*** Opening ENTRIES SHOWN ***
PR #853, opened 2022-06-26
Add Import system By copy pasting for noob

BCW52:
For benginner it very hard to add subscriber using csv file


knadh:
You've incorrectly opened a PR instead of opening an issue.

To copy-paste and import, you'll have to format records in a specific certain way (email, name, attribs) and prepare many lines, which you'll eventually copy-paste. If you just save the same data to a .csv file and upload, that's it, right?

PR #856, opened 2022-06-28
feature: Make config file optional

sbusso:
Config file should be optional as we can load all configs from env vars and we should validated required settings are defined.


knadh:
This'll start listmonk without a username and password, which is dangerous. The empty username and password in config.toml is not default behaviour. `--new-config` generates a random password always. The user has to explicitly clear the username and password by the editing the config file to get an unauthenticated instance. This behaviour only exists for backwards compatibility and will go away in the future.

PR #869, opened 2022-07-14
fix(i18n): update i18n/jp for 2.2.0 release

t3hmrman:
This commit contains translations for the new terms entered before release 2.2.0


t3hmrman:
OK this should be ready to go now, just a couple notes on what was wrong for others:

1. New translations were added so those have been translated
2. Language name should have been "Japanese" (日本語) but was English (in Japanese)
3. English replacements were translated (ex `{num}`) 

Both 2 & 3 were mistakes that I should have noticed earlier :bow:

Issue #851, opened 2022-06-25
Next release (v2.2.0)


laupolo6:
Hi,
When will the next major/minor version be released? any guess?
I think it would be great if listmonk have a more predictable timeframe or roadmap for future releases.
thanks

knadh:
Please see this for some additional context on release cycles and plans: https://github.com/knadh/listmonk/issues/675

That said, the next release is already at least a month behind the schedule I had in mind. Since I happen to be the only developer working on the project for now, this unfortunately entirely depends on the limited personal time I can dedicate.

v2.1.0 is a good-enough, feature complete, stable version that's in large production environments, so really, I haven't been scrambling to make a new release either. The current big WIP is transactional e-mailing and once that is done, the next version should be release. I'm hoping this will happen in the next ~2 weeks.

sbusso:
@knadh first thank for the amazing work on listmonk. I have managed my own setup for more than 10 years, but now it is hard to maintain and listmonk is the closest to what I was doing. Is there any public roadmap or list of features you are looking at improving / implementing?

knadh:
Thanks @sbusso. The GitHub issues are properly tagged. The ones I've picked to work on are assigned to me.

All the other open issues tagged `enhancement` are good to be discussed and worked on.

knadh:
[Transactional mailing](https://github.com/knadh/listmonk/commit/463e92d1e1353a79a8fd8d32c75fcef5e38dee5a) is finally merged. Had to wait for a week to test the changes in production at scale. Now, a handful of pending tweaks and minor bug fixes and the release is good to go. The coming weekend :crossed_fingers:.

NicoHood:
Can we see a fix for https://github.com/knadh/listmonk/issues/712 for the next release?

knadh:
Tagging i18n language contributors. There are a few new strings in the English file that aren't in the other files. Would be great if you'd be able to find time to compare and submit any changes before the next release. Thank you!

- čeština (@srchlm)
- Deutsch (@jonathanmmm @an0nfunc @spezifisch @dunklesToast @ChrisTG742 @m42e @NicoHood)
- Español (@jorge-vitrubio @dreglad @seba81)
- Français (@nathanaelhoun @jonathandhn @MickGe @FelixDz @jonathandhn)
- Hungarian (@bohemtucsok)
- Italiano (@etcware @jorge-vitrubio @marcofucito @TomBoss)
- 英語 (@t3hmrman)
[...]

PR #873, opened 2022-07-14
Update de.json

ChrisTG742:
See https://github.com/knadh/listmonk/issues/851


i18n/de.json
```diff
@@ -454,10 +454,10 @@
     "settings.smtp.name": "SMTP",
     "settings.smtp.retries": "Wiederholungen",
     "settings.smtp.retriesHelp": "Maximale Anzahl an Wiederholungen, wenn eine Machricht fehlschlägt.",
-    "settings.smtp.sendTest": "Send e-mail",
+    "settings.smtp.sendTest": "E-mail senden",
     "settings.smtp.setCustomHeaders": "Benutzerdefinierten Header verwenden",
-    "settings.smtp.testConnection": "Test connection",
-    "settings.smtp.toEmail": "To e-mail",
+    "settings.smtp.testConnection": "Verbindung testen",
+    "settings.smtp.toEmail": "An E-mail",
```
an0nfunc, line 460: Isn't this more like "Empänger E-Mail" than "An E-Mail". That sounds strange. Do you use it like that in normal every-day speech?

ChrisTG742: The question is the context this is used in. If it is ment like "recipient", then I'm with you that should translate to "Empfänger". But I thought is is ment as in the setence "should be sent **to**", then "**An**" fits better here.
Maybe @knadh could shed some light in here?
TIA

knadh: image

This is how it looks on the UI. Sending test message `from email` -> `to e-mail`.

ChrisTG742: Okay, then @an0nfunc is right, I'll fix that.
*** Closing ENTRIES SHOWN ***
*** Opening ENTRIES SHOWN ***
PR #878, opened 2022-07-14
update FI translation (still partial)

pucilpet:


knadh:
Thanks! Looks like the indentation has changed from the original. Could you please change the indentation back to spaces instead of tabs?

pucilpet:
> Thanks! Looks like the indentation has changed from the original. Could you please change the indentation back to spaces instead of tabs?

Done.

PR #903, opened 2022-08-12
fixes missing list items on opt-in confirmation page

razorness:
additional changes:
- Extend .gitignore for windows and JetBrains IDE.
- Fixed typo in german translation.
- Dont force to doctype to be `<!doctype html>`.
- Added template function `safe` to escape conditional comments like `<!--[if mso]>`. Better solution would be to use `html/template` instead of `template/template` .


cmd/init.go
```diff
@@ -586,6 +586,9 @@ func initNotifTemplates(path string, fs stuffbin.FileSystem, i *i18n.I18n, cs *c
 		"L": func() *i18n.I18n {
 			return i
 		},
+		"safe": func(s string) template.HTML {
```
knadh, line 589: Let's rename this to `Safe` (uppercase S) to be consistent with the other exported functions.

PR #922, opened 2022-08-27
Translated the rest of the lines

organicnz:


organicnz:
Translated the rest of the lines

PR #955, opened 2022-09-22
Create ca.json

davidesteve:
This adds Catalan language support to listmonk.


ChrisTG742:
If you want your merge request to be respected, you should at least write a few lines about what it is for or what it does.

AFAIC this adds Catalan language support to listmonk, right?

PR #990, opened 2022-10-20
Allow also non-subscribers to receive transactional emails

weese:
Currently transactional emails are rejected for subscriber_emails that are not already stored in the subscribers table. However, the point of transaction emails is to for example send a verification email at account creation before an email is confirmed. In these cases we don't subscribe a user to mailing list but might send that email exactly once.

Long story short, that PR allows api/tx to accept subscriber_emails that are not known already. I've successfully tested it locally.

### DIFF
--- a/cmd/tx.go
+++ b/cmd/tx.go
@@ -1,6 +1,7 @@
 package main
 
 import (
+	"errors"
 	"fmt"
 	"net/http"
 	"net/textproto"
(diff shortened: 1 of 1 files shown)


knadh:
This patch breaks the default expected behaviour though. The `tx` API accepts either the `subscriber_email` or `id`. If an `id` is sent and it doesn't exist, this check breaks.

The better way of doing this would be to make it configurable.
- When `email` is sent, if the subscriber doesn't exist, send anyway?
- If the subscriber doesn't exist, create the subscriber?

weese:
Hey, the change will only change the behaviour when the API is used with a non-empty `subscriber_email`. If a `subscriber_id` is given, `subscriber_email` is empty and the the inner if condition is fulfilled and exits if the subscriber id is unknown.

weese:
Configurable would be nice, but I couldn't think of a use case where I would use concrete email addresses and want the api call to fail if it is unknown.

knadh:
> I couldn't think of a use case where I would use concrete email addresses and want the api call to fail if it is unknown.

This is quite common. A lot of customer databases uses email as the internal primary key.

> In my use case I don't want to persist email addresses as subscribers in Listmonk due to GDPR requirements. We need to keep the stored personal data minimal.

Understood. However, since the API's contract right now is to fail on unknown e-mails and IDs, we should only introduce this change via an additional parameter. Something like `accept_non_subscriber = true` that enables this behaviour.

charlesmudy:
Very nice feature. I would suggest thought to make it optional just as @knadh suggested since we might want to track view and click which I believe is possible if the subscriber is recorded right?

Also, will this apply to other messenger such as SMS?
*** Closing ENTRIES SHOWN ***
From the entries, copy out each line containing the word "indentation".

## [EXPECTED ANSWER]
Thanks! Looks like the indentation has changed from the original. Could you please change the indentation back to spaces instead of tabs?
> Thanks! Looks like the indentation has changed from the original. Could you please change the indentation back to spaces instead of tabs?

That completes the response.